State the number of lines with "directory" in the listing, leaving out everything else.

GIVEN DATA section start

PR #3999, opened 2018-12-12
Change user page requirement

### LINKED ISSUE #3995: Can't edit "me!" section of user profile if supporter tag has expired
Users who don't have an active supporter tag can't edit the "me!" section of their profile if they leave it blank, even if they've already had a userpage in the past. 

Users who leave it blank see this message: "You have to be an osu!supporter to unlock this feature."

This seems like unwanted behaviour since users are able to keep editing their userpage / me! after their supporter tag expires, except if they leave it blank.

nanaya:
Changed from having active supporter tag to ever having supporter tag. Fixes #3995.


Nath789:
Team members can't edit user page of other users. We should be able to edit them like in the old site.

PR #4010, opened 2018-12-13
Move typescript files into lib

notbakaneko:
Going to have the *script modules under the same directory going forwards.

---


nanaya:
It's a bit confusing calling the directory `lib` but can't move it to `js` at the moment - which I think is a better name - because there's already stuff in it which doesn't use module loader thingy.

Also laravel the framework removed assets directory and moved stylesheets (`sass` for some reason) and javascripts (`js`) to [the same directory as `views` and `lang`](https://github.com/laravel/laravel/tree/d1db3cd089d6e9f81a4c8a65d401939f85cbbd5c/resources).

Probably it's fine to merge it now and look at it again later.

GIVEN DATA section end
GIVEN DATA section start

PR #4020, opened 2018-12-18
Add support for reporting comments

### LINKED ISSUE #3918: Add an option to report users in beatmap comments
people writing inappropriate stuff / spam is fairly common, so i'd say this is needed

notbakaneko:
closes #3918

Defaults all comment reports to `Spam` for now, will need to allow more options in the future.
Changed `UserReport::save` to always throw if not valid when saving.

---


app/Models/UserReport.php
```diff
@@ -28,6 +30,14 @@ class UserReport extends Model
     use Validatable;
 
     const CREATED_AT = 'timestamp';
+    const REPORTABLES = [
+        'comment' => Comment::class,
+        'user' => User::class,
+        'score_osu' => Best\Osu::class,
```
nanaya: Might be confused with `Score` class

GIVEN DATA section end

RESPONSE TO THE EXERCISE –
3